PROMPT → Your answer must be the lines of the entries below, exactly as written, from the first line through the line containing "New thing to".

TASK INPUTS →
Issue #507, opened 2024-05-17
build: add an automatic check for missing translations when merging into main


kaljarv:
Check that all of the translation keys in all locales (and fields in `App Labels`) match, before merging into `main`.

kaljarv:
New thing to consider:
- Add a component to App Labels in Strapi that can be used to overwrite any of the translations which are not included there by default. Maybe a multilple component of the form:

`Translation key` + `Translated string`

A question is how should we define the target language: as a part of the key, as its own field, or have the translated string be a `LocalizedString` json object?

kaljarv:
Remove all localisation stuff from Strapi so as not to mix things up.

PR #581, opened 2024-07-12
feat: add generated TranslationKey type

anolpe:
## WHY:

Advances #507

TranslationKey type has been added which enables code completion with `$t(key: TranslationKey)`. It can be generated with `yarn generateTranslationKeyType`. Check has been added to CI to make sure that the type is up to date.


frontend/tools/translationKey/generateTranslationKeyType.ts
```diff
@@ -0,0 +1,52 @@
+import fs from 'fs';
+import path from 'path';
+
+/**
+ * Recursive function which returns sorted array of flattened keys.
+ *
+ * For example `{a: 'abc', b: {c: 'def'}}` is returned as `['<prefix>.a', '<prefix>.b.c']`
+ */
+// eslint-disable-next-line @typescript-eslint/no-explicit-any
+const flattenKeys = (obj: any, prefix: string): Array<string> => {
```
kaljarv, line 10: Sorry, I didn't mention this before, but let's use the `function flattenKeys(...)` format for functions instead of `const ...`, because it makes the code more legible and to my knowledge there are no real benefits anymore of using the latter format.

This way we can also move the functions to the bottom of the file for added legibility.

frontend/tools/translationKey/generateTranslationKeyType.ts
```diff
@@ -0,0 +1,52 @@
+import fs from 'fs';
+import path from 'path';
+
+/**
+ * Recursive function which returns sorted array of flattened keys.
+ *
+ * For example `{a: 'abc', b: {c: 'def'}}` is returned as `['<prefix>.a', '<prefix>.b.c']`
+ */
+// eslint-disable-next-line @typescript-eslint/no-explicit-any
```
kaljarv, line 9: Maybe we could not use `any` but instead this:
```
interface Translations {
  [key: string]: Translations | string
} 
```
Cannot be a type, though, because of circular referencing.

frontend/tools/translationKey/generateTranslationKeyType.ts
```diff
@@ -0,0 +1,52 @@
...
+
+// Array of flattened translation keys
+const translationFilesKeys = filenames.flatMap((filename) => {
+  return getFlattenedTranslationKeys(locales[0], filename);
+});
+
+const langKeys = locales.map((locale) => `lang.${locale}`);
+const translationKeys = [...translationFilesKeys, ...langKeys].sort();
+
+const output = `export type TranslationKey =\n  | ${translationKeys.map((s) => `'${s}'`).join('\n  | ')};\n`;
```
kaljarv, line 50: We could add a comment to the start of the file like:

```
/* Auto-generated by `/frontend/tools/translationKey/generateTranslationKeyType.ts` */
```

frontend/tools/translationKey/generateTranslationKeyType.ts
```diff
@@ -0,0 +1,52 @@
...
+
+fs.writeFileSync(path.join('src', 'lib', 'types', 'translationKey.ts'), output);
```
kaljarv, line 52: Maybe move the actual path to the top of the file as a `const`. We could also put it in a `generated` subfolder within `types` (but use an `index.ts` to export it from `types` so that the import would be `import type { TranslationKey } from '$types'`), as there might be other auto-generated types in the future as well.

.github/workflows/main.yaml
```diff
@@ -48,6 +48,9 @@ jobs:
       - name: "Run ESlint check on frontend"
         run: yarn lint
 
+      - name: "Check that TranslationKey type is up to date"
```
kaljarv, line 51: Maybe 'Generate the TranslationKey type from translation json files' because this is not a check per se.

kaljarv (changes requested):
Just a few, mainly code style thingies. Otherwise looks good!

anolpe:
I will rebase the `tmp` commit to the first commit before merging.

kaljarv (approved):
LGTM!

PR #777, opened 2025-05-24
feat: further improvements from nuorten vaalikone 2025

kaljarv:
A further collection of improvements that were added when deploying Nuorten Vaalikone 2025 and its educational mode (the actual implementation of the game mode, however, is contained in a different PR).


frontend/src/lib/contexts/voter/matchStore.ts
```diff
@@ -53,13 +63,39 @@ export function matchStore({
               ? removeDuplicates(questions.map((q) => q.category))
               : undefined;
 
-            const matches = algorithm.match({
+            // Possibly impute parent entity answers
+            let proxies: Array<MatchingProxy<AnyNominationVariant>> | undefined;
```
kaljarv, line 67: We use these rather unwieldy proxies to store the imputed answers for parties because we do not want to overwrite the actual parties’ answers. Even if there wouldn't be any, we would run into trouble when switching between elections or constituencies, because the proxied answers are based on the a party’s candidates in a given election and constituency.

Optimally, such imputations would already be precalculated in the database with equal granularity but that remains to be done later.

frontend/src/lib/contexts/voter/nominationAndQuestionStore.ts
```diff
@@ -67,21 +69,29 @@ export function nominationAndQuestionStore({
                 entityType,
                 type: QUESTION_CATEGORY_TYPE.Opinion
               });
+              // Check that the entities have answers to all opinion questions
```
kaljarv, line 72: Ideally, this check would be done in the backend, but it's better left after the backend migration away from Strapi.

frontend/Dockerfile
```diff
@@ -36,7 +36,7 @@ COPY --from=shared /opt/frontend frontend
 
 FROM frontend AS development
 
-WORKDIR /opt
+WORKDIR /opt/frontend
```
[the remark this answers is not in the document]
kaljarv: And i'ts changed now in https://github.com/OpenVAA/voting-advice-application/pull/777/commits/45d6b3881da8b2ab64b84b4670a79b682ac2cf73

COMPLETED EXERCISE →
Issue #507, opened 2024-05-17
build: add an automatic check for missing translations when merging into main


kaljarv:
Check that all of the translation keys in all locales (and fields in `App Labels`) match, before merging into `main`.

kaljarv:
New thing to consider:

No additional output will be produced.